- The task -
When the line with "This PR introduces" is found, repeat it and all lines that follow it exactly, stopping at the end of the listing.

- Data for analysis -
PR #1460, opened 2021-10-15
feat: introduce informer cache sync timeout

### LINKED ISSUE #1459: informer cache sync needs a timeout
A timeout should be introduced to stop waiting informer cache sync forever, even it will never succeed.

**Why is this needed**:
[https://github.com/kubernetes-sigs/kubefed/blob/5b1f868c77383ada5c19e0f3aff1a5d6f2075941/pkg/controller/sync/controller.go#L206-L229](https://github.com/kubernetes-sigs/kubefed/blob/5b1f868c77383ada5c19e0f3aff1a5d6f2075941/pkg/controller/sync/controller.go#L206-L229)

Now `isSynced` function will prevent reconciliations, but it only returns true or false, which means we will wait forever, even it may not succeed.

cc @zqzten 

/kind feature

zqzten:
According to [this issue](https://github.com/kubernetes-sigs/controller-runtime/issues/1219) of controller-runtime, an informer cache timeout is needed to prevent controllers from blocking indefinitely. In KubeFed, we have far more informers than a simple controller and any of the informer cache sync problems will block the whole reconcile loop (which has been encountered in our prod env serveral times).

This PR introduces a configurable informer cache timeout to the core controllers of KubeFed. It can let KubeFed controller error out if its informers are unable to sync their caches within this timeout. With this behavior, one KubeFed controller will never be kept running without working which can be useful for users to discover watch/list problems in time and can also give chance to other working replicas to run.

This PR also adds logs to the `ClustersSynced` check to help find out which member cluster's informer cache sync is blocking.

Fixes #1459


zqzten:
friendly ping @xunpan for approval or further opinions

PR #1461, opened 2021-10-19
Increase the default QPS and Burst value of the controller manager

iawia002:

I found that the default QPS and Burst values for the rest-client of the kubefed-controller-manager component were configured very low(5 and 10), causing the component to start very slowly:

```
Waited for due to client-side throttling, not priority and fairness
```

So I set it to a suitable value.

Fixes #


xunpan:
There is no other comments. Let me merge it.
/approve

- Answer box -
This PR introduces a configurable informer cache timeout to the core controllers of KubeFed. It can let KubeFed controller error out if its informers are unable to sync their caches within this timeout. With this behavior, one KubeFed controller will never be kept running without working which can be useful for users to discover watch/list problems in time and can also give chance to other working replicas to run.

This PR also adds logs to the `ClustersSynced` check to help find out which member cluster's informer cache sync is blocking.

Fixes #1459


zqzten:
friendly ping @xunpan for approval or further opinions

PR #1461, opened 2021-10-19
Increase the default QPS and Burst value of the controller manager

iawia002:

I found that the default QPS and Burst values for the rest-client of the kubefed-controller-manager component were configured very low(5 and 10), causing the component to start very slowly:

```
Waited for due to client-side throttling, not priority and fairness
```

So I set it to a suitable value.

Fixes #


xunpan:
There is no other comments. Let me merge it.
/approve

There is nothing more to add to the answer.